My life as a student during online school

When lunch mercifully rolled around, I was greeted by the sad realization that I did not have anywhere to go. As much as I hated sitting on the dirty, hard, gym floor to eat with my friends, I found myself missing the companionship that came with it.

Thursday, September the tenth was my first day of junior year.

To be more specific, it was the first day of what might turn out to be the most difficult school year ever. The day started out pleasant enough. I woke at 7:45, ate breakfast, did my makeup, fixed my hair, picked out a nice shirt and pair of jeans and walked my dog.

All before my first class. I had high hopes for this year.

Nevermind. 

My first class started with technical difficulties; my teacher didn’t understand how to use a Zoom call. 

“Can you hear me?” he mouthed to us, his microphone clearly muted. 

We all explained the problem, to which he responded by turning his microphone on, then off, before repeating his initial query. It was like watching a child’s dance recital. There was a dance teacher in the wings, showing the choreography step by step, but somehow they still managed to mess up the dance all together. 

When lunch mercifully rolled around, I was greeted by the sad realization that I did not have anywhere to go. As much as I hated sitting on the dirty, hard, gym floor to eat with my friends, I found myself missing the companionship that came with it.

The rest of the day was less painful, but by the end I still felt drained. It was as if the blue Zoom icon and its accomplice, Google Classroom had sucked away all of my energy. I was simply tired. Tired of technologically oblivious teachers, tired of students interrupting classes to play loud music, tired of not seeing my friends, but mostly tired of online school. This was only the first day. 

Monday, September the fourteenth was my third day of school. I woke at 8:00, ate breakfast, fixed my hair, picked out a nice shirt, but this was the day I realized that no one would notice if I was wearing sweatpants or a skirt, so I decided to choose the former.

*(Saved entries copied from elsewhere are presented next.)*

PR #170, opened 2026-06-06
feat(proto): PUB and ACK frame body codecs

ELares:
## What

Fills in the two message bodies the at-least-once produce/consume path rides in (#11), inside the frame envelope (#169, which owns the length prefix and type tag).

- **PUB** (producer → server): record `flags`, a producer `timestamp_ms`, a **u16-length** `key` and `headers`, then `payload` as the remainder of the body.
- **ACK** (consumer → server): a fixed **25-byte** layout — the `op` (ack/nack/term/progress), the message `offset`, the lease `generation` (the fencing token from #167), and a nack `delay_ms`.

## Safety

Decoding goes through a **bounds-checked, panic-free `Reader`**: a short or inconsistent body is a typed `BodyError` (`Truncated`, `BadLength`, `FieldTooLarge`, `BadAckOp`, `TrailingBytes`), never a slice out of range. Fields are little-endian fixed width with explicit `u16` lengths for the variable parts, so a body parses identically on every target. ACK rejects trailing bytes (fixed layout); PUB treats the payload as the recoverable remainder.

These are **wire types** — the server maps them to the storage (`RecordView`) and consumer (`AckVerb`/`Offset`/lease token) domain types, keeping the wire format decoupled from the on-disk and in-memory representations.

## Tests

PUB and ACK round-trips (empty fields, every op), oversized-key rejection, a key length past the body, **truncation safety** (the framed header errors on a short cut while the payload is the recoverable remainder), unknown-op and short/overlong ACK rejection. Proptests: both round-trips, and a **decode-arbitrary-bytes-never-panics** property over random input.

## Gate

## Scope

`refs #11`. The remaining verb bodies (CONNECT capability negotiation, INFO, SUB group/options, FLOW credit, OK/ERR) and the connection lifecycle are follow-ups; the server wires these bodies onto the storage and consumer layers.

refs #11


ELares:

An independent review traced every slice/index in the decoders and fuzzed short-length hostile inputs (multiple fill patterns, the `0xFFFF`-length-at-offset-9 case, the u16 boundary). **No blockers, no exploitable panics.** The `pos <= buf.len()` invariant holds (`take` advances `pos` only after `get(pos..end)` succeeds), so `rest()` can never panic; `take`'s `checked_add` guards the overflow; no `unwrap`/`panic`/lossy-`as` in lib paths. Three hardening items addressed in `8c81920`:

- **M1 — `AckOp` wire tags now pinned exactly.** `ack_round_trips_every_op` only proved encode/decode move together, so a reorder would silently shift the on-the-wire op and still pass. Added `ackop_tags_have_their_exact_frozen_wire_values` (Ack=0, Nack=1, Term=2, Progress=3), matching the frame PR's bar.
- **M2 — u16 boundary tested.** A `key` and `headers` each at exactly `u16::MAX` round-trip, exercising `push_var`/`var` at the largest field a length prefix can name (the round-trip proptest had capped at 300).
- **M3 — `decode_pub` contract documented.** Payload is the remainder, so the caller must pass exactly one frame's body or trailing bytes fold into the payload (the frame layer hands out an exact body slice; `decode_ack`, fixed-layout, rejects trailing bytes instead).

**Confirmed intentional (no change):** `delay_ms` is transported verbatim for non-Nack ops — a wire codec faithfully carries the bytes; zeroing it would break `decode(encode(x)) == x`, and the server ignores it for non-Nack. `BadLength` is an unreachable-in-practice defensive guard (kept). Raw `u64`/`u8` instead of `Offset`/`RecordFlags` is the correct wire/domain decoupling.

Message module now 13 tests (3 proptests). Local gate: `fmt --check`, `clippy --workspace --all-targets -D warnings` (pedantic), `cargo test --workspace`, `cargo-deny`, SPDX, `ironbus-core` IO-free lint all pass.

My teachers now knew how to block students being disruptive, turn their own microphones on and off, and even use other features the app gave them. As the day came to an end, however, I was still exhausted. My mind was filled to the brim with facts and assignments and deadlines and homework and tests and somehow I was supposed to learn all of this in a five hour school day. 

Wednesday, September the sixteenth was my fifth day attending “zoom university”. I woke up at 8:15, ate a small breakfast, threw on a sweatshirt and put my hair into a messy bun. After all, my camera would be off for most of my classes anyway, what would it matter? Would anyone really care? 

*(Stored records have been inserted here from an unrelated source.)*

Issue #133, opened 2026-06-05
[DESIGN] End-to-end golden-path acceptance scenario from install to power-loss recovery


ELares:
Every issue has local acceptance criteria, but nothing exercises the whole promised product story end to end: install the single binary, produce, fan out to many consumers, survive a power cut, recover with bounded reported loss, and read the loss report. The tagline (Simple, Resilient, HyperScale, Edge First, Cross Platform) and #1's success criteria (install-to-first-message under one minute, a stated loss bound, tens of thousands of msgs/sec/core) are currently unbacked by any single executable scenario. This issue owns one scripted golden-path acceptance run that ties the subsystems together and is a release gate.

### The scenario (one script, runs on the aarch64 reference edge device)
1. **Install** the signed static musl binary via the fail-closed curl-to-shell installer (#17); assert fail-closed verification rejects a tampered artifact; assert install-to-first-message < 60 s (#1).
2. **Boot** zero-config on the balanced profile (#14); assert /healthz and /readyz come up, bound to loopback only with no auth required on loopback (#16, #18).
3. **Produce** N records of mixed sizes with default durability; assert every ack carries a durable offset and ack-implies-durable I2 holds (#3, #6).
4. **Fan out** to a broadcast consumer and a competing group with a keyed subset; assert single total durable order, per-group at-least-once, per-key head-of-line in the group (#3, #9).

I finished my assignments early that afternoon and got a call from one of my best friends. 

“Hey, how were classes?” she asked me. 

“Normal, nothing really exciting” was my answer. I expected the call to end right there, but she continued it, asking if I wanted to start eating virtual lunch with her. Sure, eating lunch over FaceTime was far from the connection I used to get, but now I at least had a chair. 

Thursday, September the seventeenth was my sixth day of junior year. I woke up at 7:45, and, for the first time in a week, was genuinely excited for the day ahead. I made a fresh breakfast, put on a nice outfit, and even braided my hair. Classes crept by just a bit faster, work seemed more manageable, and lunch was, once again, the best part of my day. 

Tomorrow is Friday, September the eighteenth, and it is the seventh day of  the school year that might not be so bad after all.